## Work request
Lines of the data that contain the word "database" are the ones to copy.

## Provided data
┌──
PR #6138, opened 2025-03-31
chore: Node.js 18/23 removal

jennifer-shehane:
Goes with https://github.com/cypress-io/cypress/pull/31409


MikeMcC399:
If Node.js 18.x will no longer be supported. Node.js `20.x` LTS becomes the lowest supported version.

The lowest `20.x` LTS version is [Node.js v20.9.0](https://nodejs.org/en/blog/release/v20.9.0) which ships with npm `10.1.0`. So this means that the npm version should be bumped from `8.6.0` to `10.1.0` to match.

https://github.com/cypress-io/cypress-documentation/blob/0e8c8aefb9628c4dc76f204cc55bef4ee59e34b6/docs/app/get-started/install-cypress.mdx?plain=1#L144

([Node.js v20.0.0](https://nodejs.org/en/blog/release/v20.0.0) shipped with npm `9.6.4` but I don't think this needs to be considered because Node.js doesn't support older non-LTS releases.)

jennifer-shehane:
@MikeMcC399 Thanks for the detailed review, as always! I updated the lowest npm version supported as well.

MikeMcC399:
@jennifer-shehane 

> Thanks for the detailed review, as always! I updated the lowest npm version supported as well.

Thanks also for making the tweak!

PR #6145, opened 2025-04-08
Correct parameter usage for click() in shadow.mdx

MatthewSbar:
The documentation for `Shadow` suggests that it's valid to pass `{position: 'top'}` to `cy.click()`, however `cy.click()`'s documentation suggests the `position` parameter should be passed as a standalone string outside of the `options` object, and the `options` object does not include a field for `position`.

- Update the suggestion to pass `'top'` to `cy.click()` using the API defined in `cy.click()`'s documentation.

See
https://docs.cypress.io/api/commands/click


jennifer-shehane (approved):
Indeed, this is correct. Thank you!

Issue #6147, opened 2025-04-11
pnpm side effects cache not compatible with Cypress postinstall script


MikeMcC399:
## Issue

pnpm implements a [side-effects-cache](https://pnpm.io/npmrc#side-effects-cache) that uses and caches the results of (pre/post)-install hooks. This does not work if the effects of running the hook are outside the package's module. This is the case for the Cypress `postinstall` hook which installs the Cypress binary in a separate cache location (see [Binary cache](https://docs.cypress.io/app/references/advanced-installation#Binary-cache)). pnpm believes that it is unnecessary to run the Cypress `postinstall` hook and skips it if the Cypress npm module is already present in the pnpm store cache.

This is not documented on https://docs.cypress.io/ and it is only briefly referred to on https://pnpm.io/settings#sideeffectscache.

This can cause Cypress to report the error:

> The cypress npm package is installed, but the Cypress binary is missing.

## Suggestion

Add configuration and troubleshooting information for the pnpm side effects cache.

Ideally pnpm would convert to consistently support using `pnpm-workspace.yaml`, so that Cypress could recommend using:

```yaml
pnpm config set side-effects-cache false --location project
pnpm --allow-build cypress add --save-dev cypress
```

There are however multiple related issues (see below) concerning configuration and pnpm `10.x` is still evolving in this respect.

I will hold back before attempting to submit any documentation change PRs for this.

## Related issues

- https://github.com/pnpm/pnpm/issues/9123
- https://github.com/pnpm/pnpm/issues/9394
- https://github.com/pnpm/pnpm/issues/9396
- https://github.com/pnpm/pnpm/issues/9399

MikeMcC399:
[pnpm@10.8.1](https://github.com/pnpm/pnpm/releases/tag/v10.8.1), release Apr 14, 2025 has resolved several configuration issues, so this Cypress documentation enhancement can now be moved forward.

MikeMcC399:
- PR #6149 is submitted to add the side effects cache instructions to the installation configuration
- A separate PR will follow to add related troubleshooting steps

MikeMcC399:
The main part of this issue is resolved through PR https://github.com/cypress-io/cypress-documentation/pull/6149

https://docs.cypress.io/app/get-started/install-cypress#pnpm-Configuration

![Image](https://github.com/user-attachments/assets/fb8a1248-09a7-4467-8719-cded9db86e5f)

Troubleshooting should be handled separately if necessary.

PR #6149, opened 2025-04-14
extend pnpm config instructions

MikeMcC399:
- partially resolves issue https://github.com/cypress-io/cypress-documentation/issues/6147

## Issue

pnpm implements a [side effects cache](https://pnpm.io/npmrc#side-effects-cache) that uses and caches the results of (pre/post)-install hooks. This does not work if the effects of running the hook are outside the package's module. This is the case for the Cypress `postinstall` hook which installs the Cypress binary in a separate cache location (see [Binary cache](https://docs.cypress.io/app/references/advanced-installation#Binary-cache)). pnpm believes that it is unnecessary to run the Cypress `postinstall` hook and skips it if the Cypress npm module is already present in the pnpm store cache.

This is not documented on https://docs.cypress.io/ and it is only briefly referred to on https://pnpm.io/settings#sideeffectscache.

Cypress will not run if the Cypress binary is not installed.

## Change

Recommend the configuration related commands:

```yaml
pnpm config set side-effects-cache false --location project
pnpm --allow-build cypress add --save-dev cypress
```

and rework the section https://docs.cypress.io/app/get-started/install-cypress#pnpm-Configuration.

### DIFF
--- a/docs/app/get-started/install-cypress.mdx
+++ b/docs/app/get-started/install-cypress.mdx
@@ -157,10 +157,23 @@ is preferred. Cypress [Component Testing](/app/core-concepts/testing-types#What-
 
 #### pnpm Configuration
 
+The following configuration options enable Cypress to execute its `postinstall` script so it can install the Cypress binary into the [binary cache](/app/references/advanced-installation#Binary-cache).
+If these configuration options are not set, then Cypress may skip the `postinstall` script execution and Cypress will not run.
+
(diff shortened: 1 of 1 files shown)


MikeMcC399:
Preview

https://github.com/MikeMcC399/cypress-documentation/blob/pnpm-configuration/docs/app/get-started/install-cypress.mdx#pnpm-configuration

jennifer-shehane (approved):

jennifer-shehane (approved):

PR #366, opened 2026-06-11
Add per-source audio offset setting for all ingest types

nofuture2077:
Adds a -2000..+2000 ms audio offset slider to RTMP, SRTLA, RIST, SRT client, WHIP, and WHEP stream settings. The offset is applied as a static correction on top of the DriftTracker in BufferedAudio, so automatic sync still works while the user can nudge audio early or late to fix A/V async.


nofuture2077:
I will test this tomorrow with the cams i have on hand. This is a draft

nofuture2077:
This works as intended. The slider is available per source and can be updated "live". Uses your existing audio drift mechanism. 

Where I am unsure: +- 2s range could be a bit extensive - On the other hand some people experience audio async of over a second.

PR #369, opened 2026-06-12
Interactive Widget Overlay (Drag, Drop, and Resize)

paraisospelosul:
This PR introduces an interactive mode to edit, drag, resize, and lock widgets directly on the camera preview without cluttering the core video pipeline.

Architectural Approach
We avoided injecting complex touch handlers into the core Metal / CoreImage pipeline. Instead, we built a 100% declarative SwiftUI overlay (InteractiveWidgetOverlayView.swift) that floats invisibly above the camera preview. It mirrors the exact bounding boxes of the active widgets and uses SwiftUI DragGesture and MagnificationGesture to rewrite the coordinates (SettingsWidgetLayout) in real-time.

Key Changes
1. The Overlay View (InteractiveWidgetOverlayView.swift)
A new standalone SwiftUI component that contains all the layout dragging, pinching, snapping, and HUD logic.
Computes exact dimensions using getWidgetDimensions to ensure the invisible hitboxes perfectly match the widget's real bounds.
Text Widget Fixes: Text widgets don't scale using layout.size. The overlay correctly identifies .text widgets, estimates their bounding box based on fontSizeFloat, and intercepts pinch-to-zoom gestures to inject changes directly into fontSize instead of the layout bounds, avoiding the "giant hitbox" bug.
Smart Locking: Respects Moblin's existing positioningLock. A locked widget can still be selected via tap (to reveal the unlock HUD) but prevents drag and pinch gestures.
2. Model Hooks (ModelScene.swift)
Added updateWidgetLayoutDirectly() to allow the overlay to sync layout changes in real-time during a 60fps drag without constantly writing to the persistent database, saving CPU and avoiding stutter.
3. Integration (MainView.swift & Settings)
Injected InteractiveWidgetOverlayView as an overlay inside MainView.swift.
Added an "Edit layout on screen" toggle inside QuickButtonSceneWidgetsView.swift so the user can easily toggle the feature on/off.
Why this approach?
It is completely non-invasive. If the edit mode is toggled off, the overlay isn't even rendered. It leverages the existing SettingsWidgetLayout and doesn't require rewriting any of the complex widget rendering logic in ImageEffect.swift or TextEffect.swift.

### DIFF
--- a/Moblin/Various/Model/Model.swift
+++ b/Moblin/Various/Model/Model.swift
@@ -401,6 +401,8 @@ final class Model: NSObject, ObservableObject, @unchecked Sendable {
     var pendingStreamImportCollisionTitle: String = ""
     @Published var showDrawOnStream = false
     @Published var showLocalOverlays = true
+    @Published var editWidgetsMode = false
+    @Published var selectedWidgetForInteraction: WidgetInScene?
     @Published var showBrowser = false
     @Published var showNavigation = false
     @Published var webBrowserUrl: String = ""
@@ -1155,6 +1157,7 @@ final class Model: NSObject, ObservableObject, @unchecked Sendable {
         bonding.statisticsFormatter.setNetworkInterfaceNames(database.networkInterfaceNames)
         reloadTeslaVehicle()
         updateQuickButtonStates()
+        editWidgetsMode = database.quickButtons.first(where: { $0.type == .editWidgets })?.isOn ?? false
         setQuickButton(type: .blurFaces, isOn: database.face.blurFaces)
         setQuickButton(type: .blurText, isOn: database.face.blurText)
         setQuickButton(type: .privacy, isOn: database.face.blurBackground)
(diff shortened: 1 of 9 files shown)


Kn0ax:
You included all your previous commits, which isn’t the ideal approach for PRs. 
Please only include the relevant commit(s) in the PR :)

eerimoq:
Just some feedback with some ideas of improvements/simplifications for a first release.

- Remove the buttons that shows next to the widget. the up, down, lock and delete buttons.
- Remove the "Edit layout on screen" toggle, and instead make widgets editable on screen when the "Scene widgets" panel is open.
- What are the Clickable toggles used for?
- Never make position or size numbers negative, as currently happens when moving a widget partly outside the video to the top or left.
- Do not show a "rectangle" indicating the widget size if the widget does not have a layout size setting. Show something else to "select" it, maybe a move icon or something.
- Style the widget rectangle to look the same as the polygon in the mask widget effect. It should still be a rectangle, just color and circles should change.

PR #372, opened 2026-06-14
Add region, area, and suburb text widget variables

### LINKED ISSUE #363: Additional Location Variables for Text Widgets
First of all, thank you for the excellent work on Moblin. I recently switched from another streaming app and especially appreciate the image quality, adaptive bitrate handling and travel-streaming features.

For travel and IRL streams, I would like to request additional location variables for Text Widgets.

Currently available variables such as:

{countryFlag}
{city}

are already very useful.

However, many travel streamers would like to display more geographical context than just the city name. Since administrative structures differ between countries (county, municipality, district, region, etc.), I would suggest using generic location levels instead of country-specific names.

Suggested variables:

{region}
{area}
{city}
{suburb}

and optionally:

{fullLocation}

Examples:

Germany:
{region} = North Rhine-Westphalia
{area} = Lippe
{city} = Schieder-Schwalenberg
{suburb} = Glashütte

Norway:
{region} = Vestland
{area} = Aurland
{city} = Flåm
{suburb} = Fretheim

This would allow streamers to build custom overlays such as:

🇩🇪 Lippe, Schieder-Schwalenberg
or
🇳🇴 Vestland, Flåm

while still keeping the implementation independent of country-specific administrative systems.

For users who prefer a simple solution, an additional variable such as:
{fullLocation}
could provide a preformatted location string.
This would be especially useful for travel streams, road trips, hiking streams, tourism content and GPS-based overlays.

Similar to the already existing {city} variable, but exposing more of the location hierarchy that Moblin already resolves internally.

Thank you for considering this feature

mvanhorn:
## Summary
Adds `{region}`, `{area}`, and `{suburb}` text-widget variables, mirroring the existing `{city}`/`{state}` variables. These map onto the `CLPlacemark` fields the app already resolves via `GeographyManager`:

- `{region}` -> `administrativeArea` (a travel-friendly alias of the existing `{state}`)
- `{area}` -> `subAdministrativeArea` (county/district) -- not previously exposed
- `{suburb}` -> `subLocality` (neighborhood/suburb) -- not previously exposed

`{region}` and `{state}` intentionally both map to `administrativeArea`; `{state}` is kept for backward compatibility while `{region}` is the country-agnostic name requested in the issue.

## Why this matters
Travel and IRL streamers want to surface more geographic hierarchy than just `{city}`, especially in countries where "state" is the wrong label. The placemark already carries county/district and neighborhood data, so this just wires the existing values through the text pipeline. https://github.com/eerimoq/moblin/issues/363

## What changed
The three variables are wired through every stage of the text pipeline exactly like `{city}`:
- `TextFormatStringLoader.swift`: new enum cases, parse branches, and `isLocationVariable()` entries.
- `TextEffect.swift`: new `TextEffectStats` fields.
- `TextEffectFormatter.swift`: render cases plus `formatRegion`/`formatArea`/`formatSuburb` (`?? "-"` fallback, matching `formatCity`).
- `ModelScene.swift`: populate from the placemark and include the new cases in `updateNeedsGeography`.
- `RemoteControl.swift`: new fields on `RemoteControlRemoteSceneDataTextStats` plus `init(stats:)` and `toStats()` pass-through, so remote-scene streamers get the values too.
- `WidgetTextSettingsView.swift` + `Localizable.xcstrings`: list the new variables in the Text widget variable picker.

## Testing
Added parse and render tests to `MoblinTests/TextEffectSuite.swift` (parse of `{region}`/`{area}`/`{suburb}`, mixed `{area}, {city}`, present/absent render, and `isLocationVariable()`), and extended `createStats()` with the new fields.

I could not run the test suite headlessly: Moblin builds only through Xcode and requires a configured `Config/User.xcconfig` (DEVELOPMENT_TEAM / bundle identifier) plus full SPM resolution, neither of which is available in my environment. The change is a line-for-line mirror of the existing `{city}`/`{state}` implementation across all pipeline stages. Please run `Command + U` in Xcode to confirm.

Fixes #363

### DIFF
--- a/Moblin/Various/Model/ModelScene.swift
+++ b/Moblin/Various/Model/ModelScene.swift
@@ -1536,6 +1536,9 @@ extension Model {
                 countryFlag: emojiFlag(countryCode: placemark?.isoCountryCode),
                 state: placemark?.administrativeArea,
                 city: placemark?.locality,
+                region: placemark?.administrativeArea,
+                area: placemark?.subAdministrativeArea,
+                suburb: placemark?.subLocality,
                 muted: isMuteOn,
                 heartRates: heartRates,
                 activeEnergyBurned: workoutActiveEnergyBurned,
@@ -1763,7 +1766,7 @@ extension Model {
     private func updateNeedsGeography(_ text: SettingsWidgetText, _ parts: [TextFormatPart]) {
         text.needsGeography = parts.contains(where: {
             switch $0 {
-            case .country, .countryFlag, .state, .city:
+            case .country, .countryFlag, .state, .city, .region, .area, .suburb:
                 true
             default:
                 false
--- a/Moblin/RemoteControl/RemoteControl.swift
+++ b/Moblin/RemoteControl/RemoteControl.swift
@@ -555,6 +555,9 @@ struct RemoteControlRemoteSceneDataTextStats: Codable {
     var countryFlag: String?
     var state: String?
     var city: String?
+    var region: String?
+    var area: String?
+    var suburb: String?
     var muted: Bool
     var heartRates: [String: Int?]
     var activeEnergyBurned: Int?
@@ -594,6 +597,9 @@ struct RemoteControlRemoteSceneDataTextStats: Codable {
         countryFlag = stats.countryFlag
         state = stats.state
         city = stats.city
+        region = stats.region
+        area = stats.area
+        suburb = stats.suburb
         muted = stats.muted
         heartRates = stats.heartRates
         activeEnergyBurned = stats.activeEnergyBurned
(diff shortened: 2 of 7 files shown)


Moblin/Various/Model/ModelScene.swift
```diff
@@ -1536,6 +1536,9 @@ extension Model {
                 countryFlag: emojiFlag(countryCode: placemark?.isoCountryCode),
                 state: placemark?.administrativeArea,
                 city: placemark?.locality,
+                region: placemark?.administrativeArea,
```
eerimoq, line 1539: why not only pass `placemark?.administrativeArea` once to the constructor?

eerimoq:
Looks good in general!

eerimoq:
meged locally. removed state alias for now and some renaming for better or worse =)

Issue #375, opened 2026-06-17
Expose Auto Scene Switcher shuffle/random option in Remote Control API


mqtt12:
Hi,

I’m using Moblin’s Remote Control API together with a custom web panel. I can select/enable/disable an Auto Scene Switcher via remote control using:

```json
{
  "setAutoSceneSwitcher": {
    "id": "..."
  }
}
```

That works fine.

However, I would also like to read and control the “Random” / “Shuffle” option of an Auto Scene Switcher from the Remote Control API.

I found that Moblin stores this option internally as:

```swift
@Published var shuffle: Bool = false
```

in:

```text
Moblin/Various/Settings/SettingsScene.swift
class SettingsAutoSceneSwitcher
```

and it is used here:

```swift
if autoSwitcher.shuffle {
    autoSceneSwitcher.sceneIds.shuffle()
}
```

in:

```text
Moblin/Various/Model/ModelAutoSceneSwitcher.swift
```

But the Remote Control API currently seems to expose Auto Scene Switchers only with `id` and `name`.

For example, `getSettings` returns:

```json
{
  "autoSceneSwitchers": [
    {
      "id": "...",
      "name": "Test"
    }
  ]
}
```

There is no `shuffle` / `random` field.

I also checked the web remote frontend and it seems to only support:

```ts
setAutoSceneSwitcher(id: string | null): void {
  this.sendRequest({ setAutoSceneSwitcher: { id } });
}
```

So currently it looks like Remote Control can select an Auto Scene Switcher, but cannot read or change its shuffle/random mode.

Would it be possible to add support for this?

Suggested API extension:

```json
{
  "setAutoSceneSwitcherShuffle": {
    "id": "AUTO_SCENE_SWITCHER_UUID",
    "shuffle": true
  }
}
```

And maybe extend `getSettings` so each Auto Scene Switcher includes:

```json
{
  "id": "...",
  "name": "Test",
  "shuffle": false
}
```

Optionally it would also be useful if the scene list and timings of each Auto Scene Switcher could be exposed, for example:

```json
{
  "id": "...",
  "name": "Test",
  "shuffle": false,
  "scenes": [
    {
      "id": "...",
      "name": "Rot2",
      "time": 15
    }
  ]
}
```

Use case: external remote panels for IRL streaming should be able to show and control whether an Auto Scene Switcher runs sequentially or randomly, without needing to change it directly inside the Moblin app.

Thanks a lot for Moblin — it’s a great tool.

[...]

PR #379, opened 2026-06-21
feat: expose Auto Scene Switcher shuffle in Remote Control API

mvanhorn:
## Summary

Exposes the Auto Scene Switcher "Shuffle" (random) mode through the Remote Control API so external remote panels can both read and toggle it.

- `getSettings` now returns a `shuffle` field on each entry of `autoSceneSwitchers`, sourced from `SettingsAutoSceneSwitcher.shuffle`.
- Adds a new request, `setAutoSceneSwitcherShuffle(id:shuffle:)`, alongside the existing `setAutoSceneSwitcher(id:)`, wired through the streamer dispatch, the web dispatch, and the assistant client.
- The handler updates the stored `shuffle` flag for the matching switcher. If the changed switcher is the one currently running, it drops the precomputed scene order so the next switch rebuilds it with the new setting, without disrupting the active scene.
- Mirrors the new request in the web frontend client (`WebRemoteControlFrontend/src/utils.ts`) with a `setAutoSceneSwitcherShuffle(id, shuffle)` method and a typed `shuffle?` field on the settings switcher item.

The `shuffle` field on the settings DTO is optional, so a `getSettings` response that omits it decodes to `nil` (treated as off) rather than failing — keeping older and newer clients compatible.

## Why this matters

The Remote Control API could select/enable/disable an Auto Scene Switcher but had no way to inspect or change its Shuffle mode, even though the flag already exists internally on `SettingsAutoSceneSwitcher` and is consumed by the switch loop. IRL streamers driving Moblin from an external remote panel had no way to flip Shuffle remotely. This adds that read/write path. The maintainer invited a PR on the issue.

## Testing

- `swiftformat` over the touched Swift files reports no changes (style-clean).
- Verified the new request is dispatched in both the streamer (`RemoteControlStreamer`) and web (`RemoteControlWeb`) paths and routed to the model handler, matching the existing `setAutoSceneSwitcher` wiring across all four layers.
- Unknown/missing `id` is a no-op (guarded lookup, no crash). Toggling Shuffle on the active switcher rebuilds the scene order on the next switch rather than mid-scene.
- A full Xcode build/test run was not performed in this environment (iOS app build requires signing/simulator setup); the change is additive and follows the existing pattern exactly.

Refs #375


eerimoq:
If someone could make AI less verbose :)

Moblin/Various/Model/ModelAutoSceneSwitcher.swift
```diff
@@ -16,6 +16,19 @@ extension Model {
...
+        guard let switcher = database.autoSceneSwitchers.switchers.first(where: { $0.id == id }) else {
+            return
+        }
+        switcher.shuffle = shuffle
+        // If the changed switcher is currently running, drop the precomputed scene
+        // order so the next switch rebuilds it with the new shuffle setting. This
+        // avoids disrupting the current scene while the loop keeps running.
+        if autoSceneSwitcher.currentSwitcherId == id {
+            autoSceneSwitcher.sceneIds.removeAll()
+        }
```
eerimoq, line 29: let's remove this to have same logic as when configuring locally

Moblin/RemoteControl/RemoteControl.swift
```diff
@@ -773,6 +774,7 @@ struct RemoteControlSettingsScene: Codable, Identifiable {
 struct RemoteControlSettingsAutoSceneSwitcher: Codable, Identifiable {
     let id: UUID
     let name: String
+    var shuffle: Bool?
```
eerimoq, line 777: is it important that this is optional?

PR #390, opened 2026-06-26
feat: add customizable looping mute audio feedback and localized overlay

paraisospelosul:
Adds customizable looping mute audio feedback with a localized visual overlay ("Mute"/"Mudo") in the center of the screen when muted.
Key features:

Plays a customizable sound in an infinite loop while muted, stopping immediately when unmuted.
Users can choose from bundled alerts or import custom audio files directly from their device storage (Mac/iPhone/iPad).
└──
## Final answer
Added updateWidgetLayoutDirectly() to allow the overlay to sync layout changes in real-time during a 60fps drag without constantly writing to the persistent database, saving CPU and avoiding stutter.
         bonding.statisticsFormatter.setNetworkInterfaceNames(database.networkInterfaceNames)
+        editWidgetsMode = database.quickButtons.first(where: { $0.type == .editWidgets })?.isOn ?? false
         setQuickButton(type: .blurFaces, isOn: database.face.blurFaces)
         setQuickButton(type: .blurText, isOn: database.face.blurText)
         setQuickButton(type: .privacy, isOn: database.face.blurBackground)
+        guard let switcher = database.autoSceneSwitchers.switchers.first(where: { $0.id == id }) else {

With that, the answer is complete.